Records from a data source:
PR #78495, opened 2023-06-21
New hosted site: dispatch Tracks event on suggestion fetch click

zaguiini:
## Proposed Changes

Let's see how many users click on the "Generate random name" button. Let's also understand whether the user has tried a custom name before clicking the button. This could be useful to decide if we want to keep the endpoint in the future, and even extend it to other flows that require a site name.

## Testing Instructions

Open `/setup/new-hosted-site` and pick any plan. Enable event logging in the DevTools.

Click the "Generate" button without changing the site name input

You should see the `calypso_signup_site_options_fetch_suggestion_click` event being dispatched with the following props:

```
source: site_title
has_changed_title: false
```

Change the input (e.g. add a character) and click "Generate" again. You should see the same event being dispatched with different prop values:

```
source: site_title
has_changed_title: true
```


mpkelly:
Completed test plan successfully 👍

PR #78496, opened 2023-06-21
Reader: Update popular sites sidebar component

eoigal:
This PR refactors the `ReaderSearchSidebar` component into `ReaderPopularSitesSidebar` component.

Work item
Your output should be an exact copy of every line from the one containing "in the DevTools." through the end of the records.

Written solution
Open `/setup/new-hosted-site` and pick any plan. Enable event logging in the DevTools.

Click the "Generate" button without changing the site name input

You should see the `calypso_signup_site_options_fetch_suggestion_click` event being dispatched with the following props:

```
source: site_title
has_changed_title: false
```

Change the input (e.g. add a character) and click "Generate" again. You should see the same event being dispatched with different prop values:

```
source: site_title
has_changed_title: true
```


mpkelly:
Completed test plan successfully 👍

PR #78496, opened 2023-06-21
Reader: Update popular sites sidebar component

eoigal:
This PR refactors the `ReaderSearchSidebar` component into `ReaderPopularSitesSidebar` component.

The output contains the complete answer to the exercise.